At the International Film Festival of Kerala’s 30th edition, there was great cinema – and censorship.
Two days after the 30th edition of the International Film Festival of Kerala in Thiruvananthapuram had been inaugurated on December 12, everything was going just fine. Just over 13,000 delegates at the annual cornucopia of cinema, organised by the state’s culture ministry, had already watched movies from Kerala, the rest of India and around the world.
On December 14, SMS alerts informed delegates that some films slotted for that day would be rescheduled – a not-uncommon occurrence at any large-scale film festival.
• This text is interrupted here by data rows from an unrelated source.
PR #136, opened 2021-09-22
Fix error handling for CHALLENGE_AUTH signature generation

### LINKED ISSUE #99: Error handling for CHALLENGE_AUTH signature generation
This is a follow-up issue of #24 .

1. Before returning Error response, we should also reset message_C buffer.
https://github.com/DMTF/libspdm/blob/8daea2f4f61673ca39ef8a10100917c483e1125c/library/spdm_responder_lib/challenge_auth.c#L202-L208

2. For the Responder, the error handling of appending response should also remove the previously appended request message.

liyi77:
Fix #99
Should reset message_c before return error.


jyao1:
Looks good

steven-bellock:
Looks good to me.

Issue #137, opened 2021-09-22
need return nonce in GetMeasurement and Challenge to the caller


jyao1:
The caller may need evaluate the nonce to see if there is any duplication.

steven-bellock:
Is this to detect a faulty random number generator?

jyao1:
Right. The detection is out of scope of libspdm. So we need provide a way to let caller detect, if the caller wants to.

steven-bellock:
Right, it is out of scope of libspdm but I think the cryptography module should handle it, not the caller. For example FIPS 140 says

> Continuous random number generator test. If a cryptographic module employs Approved or nonApproved RNGs in an >Approved mode of operation, the module shall perform the following continuous
> random number generator test on each RNG that tests for failure to a constant value.
> 1. If each call to a RNG produces blocks of n bits (where n > 15), the first n-bit block generated
> after power-up, initialization, or reset shall not be used, but shall be saved for comparison with
> the next n-bit block to be generated. Each subsequent generation of an n-bit block shall be
> compared with the previously generated block. The test shall fail if any two compared n-bit
> blocks are equal.
> 2. If each call to a RNG produces fewer than 16 bits, the first n bits generated after power-up,
> initialization, or reset (for some n > 15) shall not be used, but shall be saved for comparison with
> the next n generated bits. Each subsequent generation of n bits shall be compared with the
> previously generated n bits. The test fails if any two compared n-bit sequences are equal.

jyao1:
This is more like attestation. 
The cryptography module need guarantee. And the remote verifier may check:
1) If the nonce from device is random.
2) If the nonce from local environment is random.

steven-bellock:
Two comments.

- From the verifier's point of view the responder's nonce is immaterial to the overall security of Measurements and Challenge. The responder's nonce is meant to protect the responder and, with the cryptography algorithms that SPDM supports, probably contributes very little to that protection.
- This is part of a larger topic on the interplay between verifier and requester and where the verifier and requester reside within the overall system, and how libspdm can support the different configurations. I can raise that as a topic at the next meeting.

steven-bellock:
@raghuncstate also has opinions on this. :)

raghuncstate:
https://github.com/DMTF/Security-TF/issues/1438 discussed the issue. Steven's first point is correct. The responder nonce makes very little difference from a security point of view.

[...]

PR #139, opened 2021-09-22
need return nonce in GetMeasurement and Challenge to the caller

jyao1:
The caller may need evaluate the nonce to see if there is any duplication.

REF: https://github.com/DMTF/libspdm/issues/137


steven-bellock (changes requested):
Per the meeting today, please modify spdm_challenge_ex and spdm_get_measurement_ex to take the nonce value as an input. Also need to include key exchange.

steven-bellock (approved):

Issue #138, opened 2021-09-22
need return trust anchor in GetCertificate to the caller


jyao1:
The caller may need to know which trust anchor is used to pass the certificate verification.

PR #140, opened 2021-09-22
need return trust anchor in GetCertificate to the caller

jyao1:
The caller may need to know which trust anchor is used to pass the certificate verification.

REF: https://github.com/DMTF/libspdm/issues/138


steven-bellock:
Looks good to me.

Issue #92, opened 2021-08-18
certificate chain in transcript hash should include the CERT_CHAIN header returned in GET_CERTIFICATE


jyao1:
Current implement only includes from root to leaf certificate. Instead, spdm_generate_cert_chain_hash() should be used.

steven-bellock:
Issue on the specification side: https://github.com/DMTF/Security-TF/issues/1443

liyi77:
> Current implement only includes from root to leaf certificate. Instead, spdm_generate_cert_chain_hash() should be used.

When it is time to calculate the transcript, it is difficult to get the slot_id in current code, so it is inconvenient to use spdm_generate_cert_chain_hash() .
I recommend that use spdm_get_local_cert_chain_buffer() instead of spdm_get_local_cert_chain_data() to fix this issue.

jyao1:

But later in the day, news spread that the cancellations were not routine.
The Union Ministry of Information and Broadcasting, which has oversight over film festival programming across India, had withheld permission for 19 titles – including a set of films about Palestine.
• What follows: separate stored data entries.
PR #3, opened 2018-01-05
DSL rewrite

solnic:
This is a complete rewrite of the DSL, originally ported from dry-validation. This is the first step towards dry-validation 1.0.0 which will be built on top of this gem.

### Goals

- much simpler implementation with a significant CLOC reduction and simplified way of testing
- support for chaining macros ie `required(:numbers).filled(:array?).each(:int?)`
- trivial way of adding your own macros

#### Phase 1

Basic implementation of the DSL and porting message APIs from dry-validation.

- [x] make `required` work
- [x] make `value` work
- [x] make `optional` work
- [x] make `each` work
- [x] restore support for defining predicates in blocks
- [x] support for chaining macros
- [x] make nested schemas work
- [x] restore message compiler
- [x] improve class organization and reduce duplication
- [x] fix an issue where nested schema is missing a name (causes lack of the key name in error output too)
- [x] restore type-spec API

#### Phase 2

Porting relevant specs from dry-validation.

- [x] remove `__lib` which I temporarily kept only as a reference during development
- [x] restore specs from dry-validation, excluding cases we no longer want to support (this will take a lot of time):
    - [x] port __spec/integration/schema/predicates/*
    - [x] port __spec/integration/schema/explicit_type_specs
    - [x] port __spec/integration/schema/macros/*
      - [x] port __spec/integration/schema/macros/value
      - [x] port __spec/integration/schema/macros/filled
      - [x] port __spec/integration/schema/macros/each
      - [x] port __spec/integration/schema/macros/maybe
    - [x] port __spec/integration/schema_spec
    - [x] port __spec/integration/form/predicates/*
    - [x] port __spec/integration/messages/*
    - [x] port __spec/integration/custom_error_messages_spec
    - [x] port __spec/integration/custom_predicates_spec
    - [x] port __spec/integration/hints_spec
    - [x] port __spec/integration/injecting_rules_spec
    - [x] port __spec/integration/localized_error_messages_spec
    - [x] port __spec/integration/optional_keys_spec
    - [x] port __spec/integration/result_spec

#### Phase 3

General clean-up / smaller refactorings / doc-writing / minor improvements.

- [x] Refactor macro class hierarchy (`Macros::Core` shouldn't refer to its descendants)
- [x] Simplify code handling nested schemas
- [x] ~~Fix failure on Travis~~ I marked it as pending for now, i18n fallback API changed, hence the failure
- [x] ~~Make `negation` pending specs pass~~ this needs some considerations, ie how do we handle error messages with negated predicates? in dry-v it is only supported by high-level rules, which we don't support here, so I left it as a pending spec


solnic:
Done with phase 1 :) I moved dry-v integration specs to `spec/__integration` and now we just need to make most of them pass. I'm gonna start with `spec/__integration/schema/predicate`.

hwo411:
I was playing a little with `form` specs and dig into `dry-validation` implementation which used input processor to coerce the type.

One of the examples I tried in `dry-validation` is
```ruby
Dry::Validation.Form do
  required(:q).maybe(:str?, :int?)
end
```

calling which results in

`
s.({ q: '1' })
 => #<Dry::Validation::Result output={:q=>1} errors={:q=>["must be a string"]}>
`

Which probably should be valid on forms, but due to coercion can't be. Also this and the current `dry-schema` implementation make me think that coercion is probably not the best option here, but it's needed for output, and it'd be better to change DSL to specify type explicitly to disallow any ambiguity and disable passing it together with other predicates.

I was thinking about extracting type as an optional separate call in the following way:

```ruby
required(:q).as(:int?).filled(gt?: 18)
```

Where `as` requires a type to be passed, which can be just a check and can be a check with coercion for the forms. And another idea(from C#) here is to allow passing both `:int` and `:int?` to `as`, where `int` is strictly integer and `int?` is nullable integer. To pass schema symbol starting with Capital letter can be used, e.g. `as(:Dog)`.

As an extension to this to support `anyOf`, `allOf`, `oneOf`, `not` etc. for schemas, `as` can be replaced with them, e.g.

```ruby
required(:q).any_of(
  as(:int).filled(gt?: 18),
  as(:string),
  as(:Car?)
)
```

WDYT?

volkanunsal:
@solnic Can you give us an example of how custom predicates would work in the new DSL?

solnic:
@hwo411 sorry for late reply, these are very interesting suggestions actually. I'll experiment with your ideas when working on this refactor and get back to you when I have something working.

> And another idea(from C#) here is to allow passing both :int and :int? to as, where int is strictly integer and int? is nullable integer

We may consider using such syntax, esp that it exists in other langs like you mentioned (TypeScript has it to, FWIW).

solnic:
> @volkanunsal Can you give us an example of how custom predicates would work in the new DSL?

I actually don't think dry-schema will support custom predicates, it's something dry-validation can provide instead. The reason is that dry-schema should be much much simpler and focused on strict type checking and coercion, whereas dry-validation would be a higher level abstraction with more complex validations, where custom predicates can be useful.

volkanunsal:
@solnic I can see that. However, type refinement is a pretty basic feature for type definition. Some other libraries I've worked with that do the same job have it. Case in point: [tcomb](https://github.com/gcanti/tcomb/). All it would be needed is to add a refinement API for dry-logic, and feed it to dry-schema:

```ruby
types = Dry::Logic::Predicates.add do |t|
  t.refine :email?, -> value { value.include?('@') }   
end

Dry::Shema.define(types) do
...
end
```

solnic:
Hey I'm back.

Got `spec/integration/schema/predicates` passing and started working on porting `spec/__integration/form/predicates`. Initial work to make form predicates pass required adding support for type specs known from dry-validation, and now they are *obligatory* if you want coercion to kick in. You can see the details in here https://github.com/dry-rb/dry-schema/pull/3/commits/c1e078aca45d0b658c541850052921c91449f0d0 - this is very basic, but it was enough to make `eql?` specs pass. I'll expand type specs functionality in another PR, here I just want specs to pass so that we can get this beast merged into master soon.

solnic:
I'm getting very close to finish this PR. See updated TODO list. I know there are many un-checked items, but those won't take too long. I probably need roughly 20 more hours to put into this. I should be able to finish this in the first week of October.

PR #11, opened 2018-11-17
Type specs with filter rules

solnic:
This adds the ability to pass type specs as the first argument in `#value` and `#filled` or via explicit `#type` method in DSL. It also introduces `#filter` method which can be used to define pre value coercion rules.

### API

``` ruby
Dry::Schema.define do
  required(:age).filter(format?: /\d+/).value(:int, gt?: 18)
  # or
  required(:age).filter(format?: /\d+/).type(:int).value(gt?: 18)
end
```

This will:

1) Check `format?`
2) Coerce to `:int`
3) Apply `value` rules

### Summary of changes

- A special `input_schema` was added to the DSL, it is used by `Key` macros (required/optional) to define filter rules using the new `#filter` method
- If `input_schema` has any rules, its definition will be added to the processor right after key coercion
- `Key` macro overrides `#value` and `#filled` to support type specs
- `Result` is now created by the processor and it's passed to its steps, if a step returns a hash back, result's output will be replaced by it. This is mostly a performance tweak so that we're not creating multiple results as it's an expensive object. After processing is done, a frozen result instance is returned.


Morozzzko:
One of the things that made it harder to persuade my colleagues to use dry-validation is the feeling of redundancy. Let me elaborate on that.

You see, in the former type-specs DSL we would write required(:age, :integer).value(:int?), which made people confused: why would we say that we want an integer two times? 

Now the DSL seems to be getting even more complicated: the line required(:age).type(:int).input(format?: /d+/).value(:int?, gt?: 18) specifies an integer *three* times! That's a lot! 

Perhaps, `:int?` is redundant. Why would you check an `:int` if it's an `int?`?

So, we could probably live with something like this:

```required(:age).input(format?: /d+/\).type(:int).value(gt?: 18)```

Alright, we've got rid of a redundant check. Now there's another problem for people: we have two methods that perform similar task — they specify the output type.

I see that an `:int` which is `greater than 18` is just a constrained / dependent type. We should use a single method for that. 

I don't know what name is better, but let's say we use `output` instead of `value` for the sake of semantics.

```ruby
required(:age).input(format?: /d+/\).output(:integer, gt?: 18)

required(:age).input(format?: /d+/\).output(Types::Strict::Integer.constrained(gt?: 18))
```

Alright. This is probably better, but now we've got another problem — we used to have three methods for extra checks:

* `value`
* `filled`
* `maybe`

The truth is: we don't need that much. It's confusing. Not to me — but other developers. I propose we get rid of them. 

Steps to do so:

* Replace `value` with `output`
* Replace `filled` with `output(:filled?)` ← going back to the origins, eh
* Replace `maybe` with `output(:integer, :nil)`, `output(:integer, :nilable)` or `output(:integer, :optional)`


---- 

TL;DR

Original dry-validation DSL is confusing to a lot of people which makes it hard to promote the schema.

Main points of confusion:

* Perceived redundancy
* Many ways to achieve the same result

I suggest we tackle the problem by:

* Getting rid of `filled` and `maybe` methods — those could be replaced with a single `value` with extra predicates and type specs
* Specifying the output type and the constraints in the same place, as opposed to using `type(...).value(...)`
* Renaming `value` into something more apparent, like `output`

solnic:
...so, forget my idea - @flash-gordon reminded me of his idea that I really liked, and this is how it looks now:

``` ruby
required(:age).filter(format?: /\d+/).value(:int, gt?: 18)
```

The type spec is still optional, this is something we have to figure out before the release.

solnic:
@timriley this is now updated and ready for a review

lib/dry/schema/macros/key.rb
```diff
@@ -21,6 +48,15 @@ def to_rule
         def to_ast
           [:predicate, [:key?, [[:name, name], [:input, Undefined]]]]
         end
+
+        private
+
+        def extract_type_spec(*args)
+          type_spec = args[0].is_a?(Symbol) && !args[0].to_s.end_with?(QUESTION_MARK) && args[0]
```
timriley: OK, so I like what we're doing here by allowing the first arg of `value`/`filled`/`maybe` to act as the type, but it seems we have some creeping inconsistencies here?

When we use the _explicit_ `type` API, e.g.

```ruby
required(:age).type(:int).filled(gt?: 18)
```

We allow _any_ value to be passed to `#type` and then it's just directly passed to `schema_dsl.set_type` from there.

So this behaviour on `type` would also allow something like this, I'm assuming:

```ruby
required(:age).type(Types::MyCustomIntegerType).filled(gt?: 18)
```

Am I right with that?

So then we come to this alternative approach to specifying types, via `#extract_type_spec, where we infer a type specification from the first arg passed to `#value`, we have a much stricter set of rules, i.e. it _must_ be a symbol not ending in a question mark.

This would obviously prevent e.g. `MyCustomIntegerType` from being used as the first arg here. And I presume it'd also prevent type specs being passed like `[:nil, MyCustomIntegerType]` where we want a value to be nullable.

Would it make sense here to tweak the logic for this arg check a little, perhaps to something like this?

```ruby
type_spec = args[0]
type_spec = nil if type_spec.is_a?(Symbol) && type_spec.to_s.end_with?(QUESTION_MARK)
```

I'm sure we can find a more succinct way to do this in code, but I think this naive first pass actually expresses the _logic_ pretty clearly, i.e.

1. Let's presume the first arg is going to be a type spec (this is what'll let us permit _any_ kind of object acting as the spec)
2. But if it turns out to be a symbol ending with a question mark, let's take it back, that's not a type spec, that's actually just an argument-less predicate

So this would permit both `value(:int, gt?: 18)` _and_ `value(Types::MyCustomInteger, gt?: 18)`, as well as any other type spec format.

Does... that make sense?

But I also wonder, does permitting the first arg to `#value` to be a type spec, especially if we loosen the arg check like I suggest, actually render the entire `#type` method redundant? 

I guess `#type` is there for (a) when we're not actually providing any `#value` rules for a key, and (b) making things more explicit/clearer by letting us separate the type spec definition rather than mixing it with the predicates (i.e. more a stylistic thing more than anything else)

Am I overlooking anything in the nuances of handling types here?

lib/dry/schema/result.rb
```diff
@@ -12,10 +12,38 @@ class Result
...
 
       option :message_compiler
 
+      def self.new(*args)
+        result = super
+        yield(result)
+        result.freeze
+      end
+
+      def set(hash)
```
timriley: I wonder if `replace` is a more intention-revealing name here?

I think it would certainly help me understand the usage inside `Processor#call` a little better, e.g.

```ruby
result.replace(output) if output.is_a?(::Hash)
```

This would give us a nice naming alignment with the Ruby core language, e.g. `Array#replace` and `Hash#replace`.

lib/dry/schema/macros/key.rb
timriley: FWIW, I read back over our conversation about this in Gitter, and it seems like we came to the conclusion that _this_ was a good DSL:

```ruby
required(:age).filter(format?: /\d+/).value(:integer, gt?: 18)
```

And that it would effectively be a _synonym_ for:

```ruby
required(:age).filter(format?: /\d+/).type(:integer).value(gt?: 18)
```

So I think this is good motivation for us to make our type handling consistent across both variations of that expression, i.e. allow the same type spec arg in both.

lib/dry/schema/key_coercer.rb
```diff
@@ -22,7 +22,7 @@ def initialize(key_map, &coercer)
       end
       
       def call(source)
-        key_map.write(source)
+        key_map.write(Hash(source))
```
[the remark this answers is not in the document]
solnic: @timriley source can be an instance of `Result`, see `Processor#call`

lib/dry/schema/macros/key.rb
solnic: @timriley this was a major oversight on my behalf! thanks for spotting this, it's fixed now

solnic:
> @solnic I love this! Really solid work, it was an inspiring PR to read through.

oh thank you ❤️ 

> Am I right to assume that our plan would be to extend this work (once its merged) and try to support inferring a type spec from the first of the list of predicates supplied for a value? e.g. for key(:age).required(:int?, gt?: 18), we could strip the ? off :int? and see if the resulting string matches any of our built-in types?

Yes, this is the very first I will do after this is merged.

> I know it's not part of this PR, but this is the first time I noticed it... and I really love what you did to support something like array[:int] being used for a type spec. This is way more intention-revealing than the old [:int] structure we had to use in dry-v. Kudos!

Ah thanks, I'm glad you like it.

> I was wondering if we could take this a step further, and support something like nullable[:int] as a kind of type spec? (maybe[:int] would perhaps be even better but I think that could lead to a bit of confusion given the existence of the maybe value-rules macro?)

Yes this would be a great improvement, it's a matter of deciding on the name of the method. People do confuse element order in the array, ie `[:str, :nil]` is not the same as `[:nil, :str]`.

solnic:
@timriley hah funny you mentioned it because it crossed my mind yesterday when I was updating `:int` => `:integer` 😄 yeah we could rename them, esp that we'll be inferring type predicates from type specs, so people won't have to use them explicitly.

Annemarie Jacir’s Palestine 36, Cherien Dabis’s All That’s Left of You, Nadav Lapid’s Yes and Once Upon a Time in Gaza by Tarzan and Arab Nasser examine the roots of the Palestine conflict and its reverberations in the present.
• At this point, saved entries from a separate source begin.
PR #13, opened 2019-01-09
Use a processor for applying coercion and schema rules

solnic:
This adds a processor with multiple steps that are executed when a schema is applied. This is now hardcoded to the following 3 steps:

1. Key coercion handled by the new `KeyCoercer` object. This is actually the biggest addition in this PR. `KeyCoercer` uses an instance of `KeyMap` class, which holds detailed information about the keys and have the ability to build up hashes based on these keys definitions.
2. Value coercion handled by a hash schema from dry-types. This works just like before except that **we no longer use it for key coercion**.
3. Applying rules - the very last step is to apply rules defined within the DSL. Works just like before.

### TODO

- [x] extract key coercer functions into singletons
- [x] DRY-up key map / key classes
- [x] add caching for key maps and keys
- [x] memoize key's coerced names


solnic:
@timriley could you take a look at this one?

lib/dry/schema/dsl.rb
```diff
@@ -84,6 +103,30 @@ def set_type(name, spec)
         types[name] = resolve_type(spec).meta(omittable: true)
       end
 
+      def key_map(types = self.types)
+        keys = types.keys.each_with_object([]) { |a, e|
+          e << key_value(a, types[a])
+        }
+        km = KeyMap.new(keys)
+
+        if hash_type === :symbolized
```
aglushkov: Shouln't it be `==`, same at line 124

lib/dry/schema/key_coercer.rb
```diff
@@ -0,0 +1,30 @@
+require 'dry/core/cache'
+
+module Dry
+  module Schema
+    class KeyCoercer
+      extend Dry::Core::Cache
+
+      TO_SYM = -> v { v.to_sym }.freeze
```
timriley:
```suggestion
      TO_SYM = :to_sym.proc.freeze
```

lib/dry/schema/processor.rb
```diff
@@ -0,0 +1,57 @@
...
+        definition.to_ast
+      end
+
+      # required by Dry::Logic::Rule interface
+      def ast(input)
+        definition.to_ast
+      end
+
+      def key_map
+        @__key_map__ ||= steps.detect { |s| s.is_a?(KeyCoercer) }.key_map
```
timriley: Should this constant reference mean we need a `require "dry/schema/key_coercer"` at the top of the file?

lib/dry/schema/key.rb
```diff
@@ -0,0 +1,111 @@
+module Dry
+  module Schema
+    class Key
+      extend Dry::Core::Cache
+
+      DEFAULT_COERCER = -> v { v }
```
timriley:
```suggestion
      DEFAULT_COERCER = :itself.to_proc.freeze
```

lib/dry/schema/dsl.rb
```diff
@@ -84,6 +103,30 @@ def set_type(name, spec)
         types[name] = resolve_type(spec).meta(omittable: true)
       end
 
+      def key_map(types = self.types)
+        keys = types.keys.each_with_object([]) { |a, e|
+          e << key_value(a, types[a])
+        }
```
timriley: Having single-letter block args here certainly impeded my understanding of this as someone coming in relatively fresh.

Could we change them to `|key_name, arr|` instead? Or something similar?

lib/dry/schema/dsl.rb
timriley: If this is indeed a bug, perhaps we need to add a spec that would have picked this up?

solnic:
> What's the relationship of this to #11? I'm presuming that once this is in, we'd rebase #11 and then finish off the work there?

@timriley yes exactly, I had trouble finishing #11 because it needs a better separation of concerns, which this PR improves.

timriley:
@solnic cool! If you want another set of eyes on #11 once this is in, I'm here 💁‍♂️

PR #14, opened 2019-01-25
Infer type check predicates from type specs

solnic:


lib/dry/schema/macros/key.rb
```diff
@@ -6,6 +6,16 @@ module Dry
   module Schema
     module Macros
       class Key < DSL
+        TYPE_TO_PREDICATE = ::Hash.new { |hash, type|
+          primitive = type.maybe? ? type.right.primitive : type.primitive
+
+          if hash.key?(primitive)
+            hash[primitive]
+          else
+            :"#{primitive.name.downcase}?"
```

Palestine 36 and All That’s Left of You are frontrunners for the Oscars in 2026.
By refusing permission for the Palestine films along with 15 others, the ministry was not merely trying to gut the programme – it was also undermining the organisers’ gesture of solidarity with Palestine.
In addition to programming films on Palestine, the organisers had invited Palestine’s ambassador to India to the opening ceremony. The keffiyeh-sporting Abdullah Abu Shawesh’s speech was prescient: he noted that the Palestinian cause was being denied a platform the world over.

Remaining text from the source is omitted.